Pull out trailer light bulbs to see if trouble persists then check for a ground on each wire on the trailer.


----------



## See Chris Fish (Dec 29, 2011)

Sounds exactly like the issues I was tracing down on my trailer. It's definately a grounding issue. I finally got sick of trying to track down problems and just re-wired the trailer lights myself. Walmart has submersible LED lights for around $50, get some submersible side markers, and a roll of 16 gauge white wire. I found that running a dedicated ground wire, straight from the lights to the tow vehicle's harness works best.
Save yourself the headaches and just re-wire.


----------



## Stefan (Dec 30, 2011)

as previous posters said, check the grounding. Check all grounding points, make sure that they arent inhibted by corossion, rust or paint. IF so grind away to the metal and re-ground. Bet you that'll fix it


----------



## Bob Landry (Jan 21, 2012)

If anyond has done any recent wiring on your trailer, my first choice is someone connected a hot wire to ground.
If your TV lights dim, you don't have a bad ground. That's too much current being drawn and a bad ground doesn't allow current to flow. You have something shorted to ground putting large load on the 12V coming from the truck. You have a hot wire that has had the insulation worn through and is shorting against the trailer frame. You could probably figure out where it is, but un that time, you could pull a whole new wiring harness. Beside, if there's enough wear on one wire to cause a problem the others probably aren't far behind. I just rewired my trailer because it was a salt water rig with all of the problems associated with that. The wiring harness cost me $10 along with another $10 for white wire to do the grounds.
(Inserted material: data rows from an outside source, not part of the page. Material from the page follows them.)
PR #11216, opened 2025-10-04
Tiny add sanity check for torch empty tensors

fzyzcjy:
## Motivation

TODO: test

## Checklist


python/sglang/srt/managers/scheduler.py
```diff
@@ -367,6 +368,9 @@ def __init__(
                 context, zmq.PUSH, port_args.metrics_ipc_name, False
             )
 
+        if get_bool_env_var("SGLANG_SANITY_CHECK_TORCH_EMPTY"):
```
hnyls2002, line 371: BTW, you can use `sglang.srt.environ`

I ran a hard wire grounds to all of the lights because I just don't trust screwing the wire to the chassis to complete a ground. I also don't care for suitcase connectors, but that's just from seeing years of problems in marine wiring. Its not any more work to pull a ground wire, you just tape the whole bundle up to the fish tape and pull it all through at once. I also soldered all of my connections and then used the heat shrink that has the glue that melts when it gets hot. It makes the installation bullet proof. The last thing I want is to get pulled over by some over-zealous cop because a side light isn't working. I still need to replace all of my side lights because they were corroded beyond usability, but I left enough slack so that I can rech in and get the bundle to splice into.


----------



## rickybobbybend (Jan 21, 2012)

Bob Landry is right on the money. The key is the dimming of the tow vehicle's lights. Save a lot of frustration and replace the system.


----------